Some lines in the material below hold the word "send". Copy all of them.

-=-=-=-=-

PR #52, opened 2016-06-13
Use Neo4j Stored Procedure compiler

fbiville:
This Pull Request is meant as a discussion starter and needs
some clarifications before it can be merged.

### DIFF
--- a/build.gradle
+++ b/build.gradle
@@ -10,12 +10,14 @@ sourceCompatibility = 1.8
 targetCompatibility = 1.8
 
 repositories {
+     maven { url "https://oss.sonatype.org/content/repositories/snapshots/" }
      maven { url "http://repo.maven.apache.org/maven2" }
 }
 
 dependencies {
     compile group: 'it.unimi.dsi', name: 'fastutil', version:'7.0.12'
     compile group: 'commons-codec', name: 'commons-codec', version:'1.9'
+    compileOnly group: 'net.biville.florent', name: 'neo4j-sproc-compiler', version:'1.0-SNAPSHOT'
     
     testCompile group: 'org.apache.derby', name: 'derby', version:'10.12.1.1'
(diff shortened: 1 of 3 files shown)


fbiville:
I would like to continue the conversation I started with @jexp here.
There are mainly two kinds of error that are reported by the plugin:

1. undocumented procedure input type: `Node`, `Relationship` and `Path` are not listed as supported procedure types, that's why the compiler complains about it
1. Map erasure: it seems the runtime accepts `Map` instances other than the documented `Map<String,Object>`

I'll send a documentation update PR this week and update the compiler accordingly.
About point 2, I'm still unclear about what to do. In my opinion, the compiler is strict and should be. 

Usage of raw types such as `Map` should definitely be discouraged (and people don't have to use the compiler if they don't want compile-time checks).
For the other map errors, I'm not sure. The docs clearly state that people should only declare `Map<String,Object>`.

Shall I keep the compiler strict? Shall I issue warnings instead of errors?
Shall Neo4j documentation be updated to have a `Map` definition similar to `List`?

fbiville:
The main point of this PR is to clarify what should be documented and what to do in case something is not.

jexp:
Perhaps for 2) send a PR to make APOC compliant.

fbiville:
After some thinking, I changed the compiler so that:

1. Node, Relationship and Path are valid input type (whether directly or in a collection)
2. Map value types are processed the same as List value types

In the end, neo4j-apoc failed to compile with only 2 errors: `Map` rawtype was used.

I'll send a PR to Neo4j docs in order to reflect the changes I did.

jexp:
Can you add it in the pom.xml too? Thx :)

jexp:
Really cool, thanks a lot @fbiville !!!

fbiville:
Added to `pom.xml` here: https://github.com/neo4j-contrib/neo4j-apoc-procedures/pull/53 :)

-=-=-=-=-

Solved problem:
I'll send a documentation update PR this week and update the compiler accordingly.
Perhaps for 2) send a PR to make APOC compliant.
I'll send a PR to Neo4j docs in order to reflect the changes I did.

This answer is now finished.